Núcleos de inovação que movimentarão os projetos de inclusão social, empreendedorismo e de uso e proteção ambiental responsável, base material da sustentabilidade compromissada com a vida e a estabilidade climática e termodinâmica planetária. Com uma gestão técnica e social responsável, a política pública do desenvolvimento sustentável da Amazônia pode generalizar-se e potencializar novos compromissos auspiciosos à justiça ambiental e à mitigação das mudanças climáticas, desde a escala local à planetária. As nossas crianças e juventudes agradecerão e multiplicaram estes desafios ao Brasil e ao Mundo.

A amplitude desse entendimento e dele para ações pode já não ser um obstáculo em razão do que há disponível e o que está por vir em tecnologia. Seria essa uma afirmação razoável para as soluções?

Importante observar que os Acordos Mundiais são amplos e envolvem também a circulação de pessoas e colaborações acerca de inovações que movimentam as tecnologias das matrizes industriais de cada país consorciado. As parcerias e cooperações científicas e tecnológicas têm papeis de destaque nestes empreendimentos estratégicos às prosperidades dos povos e de seus respectivos estados nacionais. Em geral, há consensos técnicos e políticos que permeiam todos estes Acordos Globais, dos quais destaco quatro deles que, no contexto atual, me parecem os mais importantes: 1- o imediato combate ao colapso ecológico, priorizando a construção da paz, as desigualdades econômicas, às mudanças climáticas e à injustiça ambiental; 2- a cristalização da cibernética devido ao crescente uso das tecnologias digitais, em especial das plataformas de informação e comunicação; 3- A formação de recursos humanos especializados aptos para resolverem os problemas de natureza interdisciplinar, em especial os relacionados com o desenvolvimento sustentável; e 4- A desordem sistêmica dos processos globais fragmentando a integração econômica e o planejamento, em longo prazo, da dinâmica política nos respectivos países consorciados.
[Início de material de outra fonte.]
Issue #4274, opened 2025-03-07
Enhancement: catch shader errors


cyn0x8:
### Issue Checklist

- [x] I have read the [Contributing Guide](https://github.com/FunkinCrew/Funkin/blob/main/docs/CONTRIBUTING.md)
- [x] I have checked the Issues/Discussions pages to see if my enhancement has already been suggested
- [x] I have properly titled my enhancement

### What is your suggestion, and why should it be implemented?

currently shaders will fully crash the game when an error happens; itd be nice if they were caught like hscript errors are

psych engine does this now so it is something thats possible to do !!

PR #4275, opened 2025-03-08
[BUGFIX] Prevent the game from crashing upon a shader error

KoloInDaCrib:
Fixes https://github.com/FunkinCrew/Funkin/issues/4274

OpenFL's logging system, which was responsible for throwing errors upon some bugs either with asset loading or shaders, had a nifty little variable called `throwErrors` which was set to true by default. This PR sets the variable to false. This should also hopefully fix several issues, I'm just too lazy to search for which issues in particular myself lmao

https://github.com/user-attachments/assets/ae1d84a7-096c-4f79-b395-480e5bee8768

(reminder: the stage editor shader would normally crash the game)


AbnormalPoof:
I feel like a better way to do this would be to catch the shader error directly and show it in a prompt using `PolymodErrorHandler`'s `showAlert()` function. Disabling its error throwing entirely could have some consequences.

KoloInDaCrib:
> I feel like a better way to do this would be to catch the shader error directly and show it in a prompt using `PolymodErrorHandler`'s `showAlert()` function. Disabling `Log`'s error throwing entirely could have some consequences.

Good point, however, with the variable disabled in this PR, the errors are printed directly on the console without calling haxe's `trace` (the class has it's own trace function 💔 ) and without a way to obtain the error message besides making an additional PR in the funkin fork of the `lime` library (since openfl's log is quite literally just an extension of lime's log, if the library `lime` is provided in the project)

EliteMasterEric:
This issue is quite problematic right now. Without a functionality to display a pop-up for the shader error, the user will simply experience incorrect functionality without any explanation.

I am good with displaying the shader error message and then continuing the game (since a shader error will typically only cause visual issues rather than loss of save) but I will not accept a PR which silently ignores critical errors.

KoloInDaCrib:
I've added the feature requested, though it requires the https://github.com/FunkinCrew/lime/pull/10 PR to be accepted to run, as I've internally added an event in log for it to be possible to obtain the error message

The error dispatched now looks something like this: 
image

Hundrec:
Does this crash still happen?
Anyway there are merge conflicts

KoloInDaCrib:
> Does this crash still happen? 

The game still causes a crash whenever there is any shader error due to how openfl/lime handles logging errors, which is what this PR aims to circumvent, the shader in the video demonstration does not cause crashes any more

AbnormalPoof:
Looks like this PR needs a rebase.

Kade-github (approved):

EliteMasterEric:
After an internal change which greatly improves error handling for shader errors (thus making them easier to fix), we've concluded that letting the game continue running despite an error is too problematic.

PR #4297, opened 2025-03-12
Hit window offset fix

### LINKED ISSUE #2877: Enhancement: Improve offsets for timing judgements
Currently getting a sick rating feels really luck based for me since it's a little bit off. You are able to click an arrow pretty early and get a sick, but clicking it when the arrow is just a tiny bit above the strumline causes it to be just a good. Even though I play the song perfectly on beat, I somehow manage to almost always get 1 or 2 goods due to this issue. I recommend giving a little more leeway when hitting notes a little bit later so that its the same as hitting a note early. I mainly used Psych Engine to play the game before the update came out, and the judgements for sick rating on there feels more consistent than in base game currently. The difference between that and base game is like night and day. I highly recommend making it similar to Psych Engine so that getting a golden P rank for songs is a lot less painful and more consistent.

### LINKED ISSUE #2969: Bug Report: Hit window is offset from strumline

Lasercar:
Fixes #2969, closes #2877
The hit window appeared to be offset, these changes ensure that is no longer the case.

Requires this assets change: https://github.com/FunkinCrew/funkin.assets/pull/142 (otherwise it'll still be offset, lol)

https://github.com/user-attachments/assets/d6b86630-f2be-4d70-b3fd-8149d89cb803

My first perfect gold too, just goes to show that the changes really work! 

I've since fixed the hold notes and hold cover from being offset from the new y offset as seen in the video, too.

A "perfect" hit before the change (aka `Conductor.instance.songPosition > hitWindowCenter`):
Screenshot 2025-03-14 203126

After the change:
Screenshot 2025-03-14 203732
Screenshot 2025-03-14 203748
Screenshot 2025-03-14 203824
Screenshot 2025-03-14 203833

I'd imagine this: https://github.com/FunkinCrew/Funkin/pull/3544 would fix those first two still appearing slightly off though.

### DIFF
--- a/source/funkin/play/PlayState.hx
+++ b/source/funkin/play/PlayState.hx
@@ -891,34 +891,6 @@ class PlayState extends MusicBeatSubState
       needsReset = false;
     }
 
-    // Update the conductor.
-    if (startingSong)
-    {
-      if (isInCountdown)
-      {
-        // Do NOT apply offsets at this point, because they already got applied the previous frame!
-        Conductor.instance.update(Conductor.instance.songPosition + elapsed * 1000, false);
-        if (Conductor.instance.songPosition >= (startTimestamp + Conductor.instance.combinedOffset))
-        {
-          trace("started song at " + Conductor.instance.songPosition);
-          startSong();
-        }
-      }
-    }
-    else
-    {
-      if (Constants.EXT_SOUND == 'mp3')
-      {
-        Conductor.instance.formatOffset = Constants.MP3_DELAY_MS;
-      }
-      else
-      {
-        Conductor.instance.formatOffset = 0.0;
-      }
-
-      Conductor.instance.update(Conductor.instance.songPosition + elapsed * 1000, false); // Normal conductor update.
-    }
-
     var androidPause:Bool = false;
 
     #if android
@@ -1096,6 +1068,33 @@ class PlayState extends MusicBeatSubState
     if (!isInCutscene) processNotes(elapsed);
 
     justUnpaused = false;
+    // Update the conductor last.
+    if (startingSong)
+    {
+      if (isInCountdown)
+      {
+        // Do NOT apply offsets at this point, because they already got applied the previous frame!
+        Conductor.instance.update(Conductor.instance.songPosition + elapsed * 1000, false);
+        if (Conductor.instance.songPosition >= (startTimestamp + Conductor.instance.combinedOffset))
+        {
+          trace("started song at " + Conductor.instance.songPosition);
+          startSong();
+        }
+      }
+    }
+    else
+    {
+      if (Constants.EXT_SOUND == 'mp3')
+      {
+        Conductor.instance.formatOffset = Constants.MP3_DELAY_MS;
+      }
+      else
+      {
+        Conductor.instance.formatOffset = 0.0;
+      }
+
+      Conductor.instance.update(Conductor.instance.songPosition + elapsed * 1000, false); // Normal conductor update.
+    }
   }
 
   function moveToGameOver():Void
@@ -2525,7 +2524,10 @@ class PlayState extends MusicBeatSubState
 
     // Get the offset and compensate for input latency.
     // Round inward (trim remainder) for consistency.
-    var noteDiff:Int = Std.int(Conductor.instance.songPosition - note.noteData.time - inputLatencyMs);
+    var noteDiff:Int = Std.int(Conductor.instance.songPosition - note.noteData.time);
+    // Correctly apply the input latency
+    if (noteDiff > 0) noteDiff -= Std.int(inputLatencyMs);
+    else if (noteDiff < 0) noteDiff += Std.int(inputLatencyMs);
 
     var score = Scoring.scoreNote(noteDiff, PBOT1);
     var daRating = Scoring.judgeNote(noteDiff, PBOT1);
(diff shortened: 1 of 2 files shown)


JackXson-Real (approved):
Fix works perfect. I'm so glad that someone finally got a fix for this. Been playing on this for a while and it just feels so much better to play. I'm constantly getting new highscores, and getting goods instead of sicks now feels like it's my fault instead of the game's and I no longer need to condition myself to click when the arrow is below the strumline instead of right on it.

JackXson-Real:
@EliteMasterEric Hop on this shit we need this merged immediately 🔥

Hundrec (approved):
I cannot overstate how big of a difference this fix makes in every aspect of gameplay.

The notes feel perfectly responsive, playing along with the song actually hits all Sick ratings, and I'm beating all of my high scores on my first attempts.

As a musician, I feel that this is the true Funkin' experience.

Please bless all Funkin' fans with this wonderful gift.

(and also nothing broke while I tested it)

JackXson-Real:
It’s also worth mentioning that the pixel week offsets have always been correct, so this PR only changes the default note style (for when Eric sees this).

Lasercar:
> It’s also worth mentioning that the pixel week offsets have always been correct, so this PR only changes the offset for the default note style (for when Eric sees this).

That said though, this makes a few changes the score state, namely moving the conductor update to happen _after_ the input and note hits, so that there's no cases of a hit that'd would have been a sick ending up as a good because the conductor's position was updated and now it's outside of the window, and it properly cancels out the input latency too, as before it was always subtracted from the note diff, even if it was negative - so it only further offset the hit window.

Basically what I'm saying is that the pixel week songs will still feel a bit different.

source/funkin/play/PlayState.hx
```diff
@@ -2525,7 +2524,10 @@ class PlayState extends MusicBeatSubState
 
     // Get the offset and compensate for input latency.
     // Round inward (trim remainder) for consistency.
-    var noteDiff:Int = Std.int(Conductor.instance.songPosition - note.noteData.time - inputLatencyMs);
+    var noteDiff:Int = Std.int(Conductor.instance.songPosition - note.noteData.time);
+    // Correctly apply the input latency
+    if (noteDiff > 0) noteDiff -= Std.int(inputLatencyMs);
+    else if (noteDiff < 0) noteDiff += Std.int(inputLatencyMs);
```
cyn0x8, line 2530: the original code for `noteDiff` was correct (red line in the vid)

https://github.com/user-attachments/assets/2791e58b-40b8-4c0a-88ab-ce2c5b86a5a3

this new one makes 2 perfect hit points on positive latency and none on negative

cyn0x8 (changes requested):

source/funkin/play/PlayState.hx
Lasercar: What happens when you use a positive value instead?

In my testing I've never seen a _negative_ input latency value, because that isn't possible in the first place.

Lasercar: Screenshot 2025-03-15 103932
Screenshot 2025-03-15 103952
Screenshot 2025-03-15 104044
Screenshot 2025-03-15 104053

cyn0x8: > In my testing I've never seen a _negative_ input latency value, because that isn't possible in the first place, and it is only added if the note diff is negative.

yeaa it was just an example to show how the math is different

but in the new implementation hitting a note when `songPos` is `note.noteData.time - inputLatencyMs` or `note.noteData.time + inputLatencyMs` will be considered perfect when it should only be the latter

image

source/funkin/play/PlayState.hx
```diff
@@ -891,34 +891,6 @@ class PlayState extends MusicBeatSubState
       needsReset = false;
     }
 
-    // Update the conductor.
```
EliteMasterEric, line 894: The conductor should definitely be processed before the note hit so that the song position used when calculating note hits is as accurate as possible. If you don't update the conductor first, the game will be comparing the time the note was hit with the time the song was at on the PREVIOUS frame.

source/funkin/play/PlayState.hx
Lasercar: The line that goes past the hit window shouldn't be able to happen anyway?

EliteMasterEric: `inputLatencyMs` is the time between when the note was hit and the current time. For example, if the note was hit at 10500 ms and it takes 10 ms to get around to processing the note, the current time will be 10500 ms and `inputLatencyMs` will be 10 ms. You should ALWAYS subtract it, because otherwise the input delay will be DOUBLED.

EliteMasterEric (changes requested):
I don't know that this actually even solves the problems it claims to solve, only makes things worse. The logic behind these changes doesn't really make any sense.

Lasercar:
Alright, then. I'll close this.

source/funkin/play/PlayState.hx
cyn0x8: oh
completely misunderstood what `inputLatencyMs` was oops



maybe i should read the rest of the code next time loll

PR #4177, opened 2025-02-19
[ENHANCEMENT]: Miss Sound Preference

JVNpixels:
## Does this PR close any issues? If so, link them below.
No, this does not close any issues.

## Briefly describe the issue(s) fixed.
I added the option to turn on/off miss sounds, with the default setting being true.
For some people, the miss sound can get annoying, so you can either turn it on or off.

## Include any relevant screenshots or videos.
image
image
https://youtu.be/R4EUZcBPL2g

PR #4302, opened 2025-03-12
[ENHANCEMENT] Better miss sound support

KoloInDaCrib:
It addresses this [comment by cam](https://github.com/FunkinCrew/Funkin/pull/4177#issuecomment-2716033489) that reads

> [...] I think rather than a toggle on/off preference, maybe can have the miss note options be more easily configurable via modding, right now it's hardcoded to only pick randomly between 3 different sounds. So I think rather enabling MORE options like that is the preferred solution.

The system to load the miss sounds is similar to the one to load the sticker sounds. To compensate with that, all miss sounds were moved from `assets/shared/sounds` to `assets/shared/sounds/gameplay/miss` ~~which would need to be changed later for 0.7 since that's when the assets would be reorganized iirc~~. This should also work fine with mods adding additional miss sounds.

https://github.com/user-attachments/assets/1d0106c6-e5d3-4399-9079-39f5eb9462d4

~~the video probably isn't the best way to show it since the scrollMenu sound isn't very loud on top of miss sounds in game being played at half the volume~~


Lasercar:
> > Easy fix - add an option to choose the volume the hitsound is played at!
> 
> Imo that would be a very redundant and specific option, besides, as cam said in the same comment linked above, hearing miss sounds glaring while missing a bunch of notes is a part of The Funkin' Experience™ so having the option to change the volume would also enable making the sounds quieter

Hmm, then make it a volume multiplier instead? (and you can't go below zero?)
I don't really see the issue with adding one, as you can just delete the sound if you don't want to hear it in the first place, but I guess no one really does that anyway.

Hundrec:
Merge conflicts, you know the drill!

Lasercar:
> Merge conflicts, you know the drill!

This is not a drill

TechnikTil:
yucky and evil merge conflicts

NotHyper-474:
I'm sorry, little one.

Closing this due to our 90-day policy for stale PRs that need revision, as stated in the Contributing Guide.

Please let us know if you'd want to bring this back so that we reopen it.

PR #4333, opened 2025-03-16
[CHORE] Fix a typo in PlayState.hx

Hundrec:
## change -> chance
change -> chance
* change -> chance


Hundrec:
Nice finds! I've fixed the two typos, but couldn't quite figure out what the unfinished sentences were supposed to say.
We'll have @EliteMasterEric deal with those.

EliteMasterEric:
Oops, if you find an unfinished comment that was probably me! I have a tendency to start a thought and then forget to finish it.

> * "These are encoded with an OS timestamp, so they-" (lines 361 and 367)

- "These are encoded with an OS timestamp, so we can account for input latency."

> * "Respawns notes that were b-" (line 2432)

- "Respawns notes that were between the previous time and the current time when skipping backward, or destroy notes between the previous time and the current time when skipping forward."

PR #4337, opened 2025-03-17
File drop feature flag fix

Lasercar:
No. No one's going to open an issue for this one, trust me.
I noticed that the flag for the file drop feature was outdated, this updates it everywhere it's used and adds it where it currently isn't but should be used too.

However, this PR doesn't fix the issues that I've noticed the file drop system has: 

- Not working when there's something focused or a tooltip/notification on the screen

- Working on any part of the screen, meaning only the last added drop handler works, the rest cannot

- Not being removed after the dialog closes, for example, the vocals/ instrumental drop handler (the vocals one is strange since it _should_ be removing them, but it isn't?)


EliteMasterEric:
Side note, `FEATURE_FILE_DROP` exists because the feature doesn't work on MacOS.

Lasercar:
> Side note, `FEATURE_FILE_DROP` exists because the feature doesn't work on MacOS.

Yeah.
Screenshot 2025-03-18 152220

PR #4350, opened 2025-03-19
Character icon clickable in playstate fix

Lasercar:
The character icon in the chart editor was still clickable in while playstate - it wasn't checking if the chart editor state was actually currently active or not.


Hundrec (approved):
No more lag machine

AbnormalPoof:
death to the lag switch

São tendências que podem se conectarem para afirmar uma transição?

Estas tendências estão diretamente associadas à transição dos modelos de desenvolvimento econômico baseados no uso de combustíveis fósseis aos do tipo sustentável, que por sua vez tem gerado novas formas de produção e circulação do capital. Elas têm muitas incertezas políticas e também transportam muitas esperanças e sonhos pela materialização do mundo sustentável.

Quando olho nas linhas do tempo ainda identifico muitas alegrias e surpresas agradáveis associadas ao futuro da Amazônia; mas talvez isto se deva ao otimismo que movimenta a minha vivência.